Unexpected disaster strikes as Mira and Birnam Wood, emboldened by Lemoine’s largesse, press forward with their “guerilla” operations, eventually jeopardizing Lemoine’s murky endeavors. And while the cards begin falling with a fairly rigid inevitability, the true driver behind the downward spiral is the fallibility of the human beings in the story. Nearly everyone in Birnam Wood—not merely Mira and Robert, but also the lesser players Catton patiently, fully brings to life—is activated by measures of self-justification in which ideals outstrip actions and every longing is subject to spin. No motive is untainted, every decision teems with broadly ulterior consideration.

The marvel of Catton’s story is the breadth and profundity with which choices reverberate, extend, and, ultimately, warp, as characters engage in canny scheming: to compromise, to prevail, to do harm, to protect. As the fabrications and deceptions deepen, the novel’s terrain becomes increasingly dangerous.
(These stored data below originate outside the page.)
PR #522, opened 2022-03-02
DATAUP-725: Use Optionals vs nulls in WorkspaceObjectBuilder

MrCreosote:
Avoid the billion dollar mistake

### DIFF
--- a/src/us/kbase/workspace/test/workspace/WorkspaceLongTest.java
+++ b/src/us/kbase/workspace/test/workspace/WorkspaceLongTest.java
@@ -94,10 +94,10 @@ public class WorkspaceLongTest extends WorkspaceTester {
 		
 		//printMem("*** released refs ***");
 		
-		ByteArrayFileCache newdata = ws.getObjects(
+		final ByteArrayFileCache newdata = ws.getObjects(
 				userfoo,
 				Arrays.asList(ObjectIdentifier.getBuilder(bigdataws).withID(1L).build()))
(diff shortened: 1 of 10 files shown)


src/us/kbase/workspace/test/workspace/WorkspaceLongTest.java
```diff
@@ -94,10 +94,10 @@ public void saveWithBigData() throws Exception {
...
 		
-		ByteArrayFileCache newdata = ws.getObjects(
+		final ByteArrayFileCache newdata = ws.getObjects(
 				userfoo,
 				Arrays.asList(ObjectIdentifier.getBuilder(bigdataws).withID(1L).build()))
-				.get(0).getSerializedData();
+				.get(0).getSerializedData().get();
 //		printMem("*** retrieved object ***");
 //		System.gc();
 //		printMem("*** ran gc after retrieve ***");
```
ialarmedalien, line 103: assuming these on your to-delete-at-some-point list

ialarmedalien (approved):
null problems

src/us/kbase/workspace/test/workspace/WorkspaceLongTest.java
MrCreosote: Not really. Part of the point of that test with massive objects is to check for memory usage wrt GC, so those printouts are useful. I suppose I could make a toggle for them rather than have them as comments

PR #375, opened 2026-09-14
fix(security): validate Darwin clone ACLs

steipete:
Darwin clone admission now reads mode, ownership, exact identity, flags, and ACL state from retained descriptors. It rejects extended ACL entries on the target parent and private staging directory, verifies the normalized payload before publication and handoff, and fences the published name against replacement.

Once a clone has created bytes, normalization or security-check failures remain terminal instead of triggering an ordinary-copy retry. Unsupported admission before creation can still use the documented fallback. The internal ACL inspector preserves the caller's descriptor and file position; unsupported or malformed ACL data is never treated as absence.

Integration preserves the current Windows native capabilities and benchmark registrations and fixes a Rust pointer-type inference error. The package and native addon build successfully. Validation passed 103 Rust tests and 79 JavaScript tests (4 platform skips), including real macOS ACL and native filesystem checks. Fresh independent review through P2 is clean. The updated head will complete the platform CI matrix before landing.


steipete:
Exact-head real-runtime and performance gates are now complete.

- macOS 15.7.9 ARM native run: 60/60 native Rust tests passed; the live ACL tests confirmed populated ACL detection, pre-materialization rejection with an empty destination, descriptor retention across pathname replacement, and payload ACL removal. Required Node and Bun lanes each passed 33/33.
- APFS: the native-required audit registered and completed `copyTree/always`; Darwin's native probe returns a backend only when `fstatfs` reports APFS. The harness verified all copied names and bytes after every sample.
- Performance repeated independently on the same macOS runner class. Relevant native-required median deltas (first, repeat): `probeTreeClone` (+0.44%, +3.86%), `createCloneSource` (-36.77%, -20.77%), `copyTree/auto` (-22.97%, -25.73%), `copyTree/always` (+3.77%, -45.51%). No positive result crossed the documented 10% threshold, and the first-run `copyTree/always` drift reversed strongly.

The PR body now links the exact CI and both raw artifact runs. @clawsweeper re-review

PR #377, opened 2026-09-15
fix(security): bind removal and move parent admission

steipete:
Nonrecursive removal could resolve a path, lose its parent association, and later remove an entry through a replaced parent. This change retains exact parent receipts through resolution and rechecks them before removal, preserving alias policy and failure behavior.

The same review exposed two native-move admission gaps: a late parent alias could bypass explicit symlink rejection, and a parent already observed outside the Root could be accepted. Both selected endpoints are now admitted inside Root, explicit rejection rechecks the full operation routes, and authority callbacks are followed by fresh Root and parent fences. Default and contained-parent-following behavior remain supported.

The package builds and 145 focused removal, move, read, and metadata tests pass (1 platform skip). The move regressions use real descriptors and reproduce both gaps before the fix. Fresh independent review through P2 is clean. The updated head is undergoing complete CI before landing.


steipete:
Performance gate failed on the exact reviewed head `d2090f2707fc3d2b6444659f32126a795268e050`; this PR is held and will not merge as-is.

Repeated 7-sample method-audit medians for nonrecursive `Root.remove`:

| Platform / mode | depth 1 | depth 8 | depth 32 |
|---|---:|---:|---:|
| Ubuntu / native off | +15.25% | +120.37% | +588.49% |
| Ubuntu / native require | +1.67% | +111.64% | +606.48% |
| macOS / native off | +21.35% | +154.37% | +689.31% |
| macOS / native require | -3.40% | +152.70% | +665.26% |

The cross-platform, depth-dependent shape is a real regression rather than runner noise. A GPT-6 Astra xhigh redesign consultation is in progress to preserve the Root→parent identity fence without the apparent quadratic ancestry work. Any repair will get a fresh exact-diff Astra challenge and a new base/head audit before merge.

[Exact all-platform method audit](https://github.com/openclaw/fs-safe/actions/runs/34913844556)

steipete:
Performance repair pushed as bc87d0b. The nonrecursive path now uses one full Root guard, bigint identity-only intermediate receipts, and one full immediate-parent guard; pre/post verification keeps canonicalization constant with depth and identity work linear. Independent Astra xhigh re-review ACCEPTED with no P0-P2. Exact all-platform 20x7 audit against 1897be8 is running: https://github.com/openclaw/fs-safe/actions/runs/34918371880. Merge remains held until shallow/depth-8/depth-32 and recursive controls show no regression and exact CI is green.

steipete:
Performance hold remains after the optimized receipt head bc87d0b. Exact 20x7 method audit: Ubuntu depth-8 +42.33% off / +32.04% require and depth-32 +75.59% / +68.23%; Windows depth-8 +74.76% / +141.68% and depth-32 +99.94% / +86.28%. These owner rows have non-overlapping ranges and are blocking. Direct Ubuntu off was neutral; several macOS rows were noisy or faster, but they do not override the deep-path regressions. Artifact: https://github.com/openclaw/fs-safe/actions/runs/34918371880 . Merge remains held while a fresh Astra design review targets the remaining duplicated ancestry observations.

PR #323, opened 2026-09-13
fix(path): reject Windows filesystem namespace aliases

steipete:
Windows stream and directory-index path spellings could reach filesystem operations whose confinement checks assumed ordinary files and directories. This change rejects those aliases at raw and canonical path boundaries across Root, standalone helpers, archives, permissions, locks, queues, and native entry points.

Supported rooted and drive-relative forms retain their existing contracts, POSIX colon-bearing names remain valid, and caller-owned paths and callbacks are snapshotted once before asynchronous work. Regression coverage includes normalization, namespace roots, changing getters, callbacks, and publication boundaries.

The submitted head passed its Linux/macOS/Windows CI. Maintainer integration preserves the secret-read policy snapshot already on main, builds successfully, and passed fresh independent review through P2. Earlier final-head Windows performance clearance was not established; source review found string admission and owned snapshots rather than new filesystem loops. The rebased head `94b80d6c8a8b3acb19db75bfe15db0800953031f` passed the full CI matrix and was fast-forwarded onto main. Linux/macOS/Windows Node checks, native/musl checks, package smoke, coverage, CodeQL, and ordinary benchmarks are green.

PR #378, opened 2026-09-15
fix(security): fence Root metadata observations

steipete:
Root stat and listing operations could collect metadata or names from a replaced descendant and then verify only the Root itself. This change captures exact target and parent observations and checks them before accepting the result, including initial missing-target failures.

An optional native observation keeps identity and canonical path tied to one retained directory handle. JavaScript receipts reuse already-admitted traversal without weakening replacement checks. Integration preserves the Windows namespace/path adapters from #323 and mutation ownership from #379.

The integrated package builds and 124 focused tests pass, with 3 platform/native skips. Fresh independent review through P2 found no actionable issue. The updated head `5108b3bb6250631357485b1ff068cedc0fb910f9` passed the complete CI matrix and the Linux/macOS/Windows public mutation proof, then was fast-forwarded onto main.


steipete:
Performance gate failed on exact head 5f13e84 (50x7 method audit 34915005020). Direct owners show structural regressions: Ubuntu Root.stat/nested +71.72%/+64.98% (off/require), depth-8 +70.39%/+68.57%; one-entry list +23% to +41%. Windows stat/nested +225.76%/+214.14%, depth-8 +112.71%/+115.94%; one-entry list about +97% to +103%, depth-8 +66% to +73%. Most ranges are non-overlapping; large-list metadata rows amortize the fixed cost but do not clear the primitive. Merge is held while Astra redesigns the containment receipt/path-owner flow. No weakening will be accepted to buy back latency.

PR #379, opened 2026-09-15
fix(security): bind pinned writes to mutation policy

steipete:
Pinned writes could resolve a different parent after their initial policy check and reuse stale authorization. This change binds snapshotted mutation policy to the actual selected parent and destination, retaining exact Root and directory identities through component creation, staging, and publication.

The same admission applies to shared JavaScript writable opens, append, mkdir, and Windows buffered writes. Operation-local receipts avoid repeating complete traversal where exact identities and unchanged routes prove the existing admission still applies. POSIX native code supplies direct-child creation provenance; TypeScript continues to own policy. The documented Windows-native recursive-parent limitation remains unchanged.

Maintainer integration preserves the Windows namespace checks and single-read snapshots from #323. Mutation and namespace regressions passed together (120 tests, 18 platform/native skips), the package builds, and fresh independent review through P2 found no actionable issue. Internal write types were extracted to keep the implementation within its existing size budget. The rebased head `2a521d5c131ed5d89fdb197994e4b09ad5d4adb7` passed the complete CI matrix and the dedicated Linux/macOS/Windows public mutation proof, then was fast-forwarded onto main.


steipete:
Performance gate failed on exact head 65caf65 (run 34916227621; configured 20 iterations/7 samples, dedicated rows use divisor 10 = 2 operations/sample). Ubuntu native-off existing-parent writes regress +35.9%/+127.4%/+323.5% at depths 1/8/32; missing-parent writes +125.7%/+489.8%/+898.8%. Native-required missing-parent rows are +138.2%/+830.5%/+3115.6%. macOS is similarly structural. Windows off improved 12-17%, but native-required remains +31-47%. Ranges are predominantly non-overlapping. CI success does not clear this. Merge is held while Astra redesigns the policy-admission receipt; every actual mutation and policy revalidation must remain bound.

PR #380, opened 2026-09-15
fix(security): bind Windows Root prefixes by identity

steipete:
## Summary

- reject case-fold-only Windows Root prefixes unless the supplied prefix has the retained Root identity
- rebase admitted paths to trusted Root spelling across reads, writes, publication checks, listings, mkdir, and both move endpoints
- preserve ordinary resolver receipts, redundant-separator compatibility, and final-symlink rejection
- add modeled zero-observation tests, real case-sensitive-directory coverage, docs, changelog, and paired benchmark rows

## Security

Windows path comparison is normally case-insensitive, but a case-sensitive directory can contain Root and root as distinct objects. Lexical folding previously admitted the sibling. Exact structural prefixes remain allocation-only; only a match that depends on folding performs bounded identity admission.

## Performance

Source-confirmed exact-prefix overhead: zero filesystem/native/subprocess/probe calls. Identity admission with the retained bigint Root receipt performs one candidate observation normally and at most two for an ambiguous identity. The final I/O admission is exact after rebasing and adds no observation. Real Windows end-to-end measurements are required before merge.

## Review and gates

Codex Astra xhigh challenged the implementation repeatedly and found four compatibility/build issues plus one normalized-source confinement escape. All were fixed; its final full-diff review ACCEPTED with no P0-P2. Local runtime commands were intentionally not run while shared test resources were reserved. Exact CI, non-skipped case-sensitive Windows proof, and interleaved performance comparisons remain merge gates.


steipete:
CI-blocker repair pushed as 1e0ee60. The move preflight was extracted verbatim into a lower-level internal module (root-impl.ts now 1749/1750 lines), and only the three POSIX hybrid fixtures that spoof win32 temporarily restore the captured host platform while invoking the real synchronous Root admission. Independent GPT-6 Astra xhigh exact-diff review: ACCEPT, no P0-P2; denial order/options and call position are unchanged, the adapters capture the original function before spying, restore the full descriptor in finally, and preserve all existing error/retry/closure/preservation assertions. No runtime was run locally under the serialized resource hold; exact CI is now the execution gate. The production extraction adds no calls, awaits, promises, or filesystem work.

The tension becomes unsustainable. While Lemoine’s intrigues remain mostly constrained by his instinctive self-control, Mira retreats into placating reflection as her actions spiral outward. “She was still trying, desperately—and uselessly—to find somebody more monstrous and despicable than her,” she reflects at one point, a convoluted instance of Mira’s need both to indulge self-loathing and discover some way of outpacing others. No one snatches the crown, and no crones offer warning, but Catton certainly weaves a type of magic.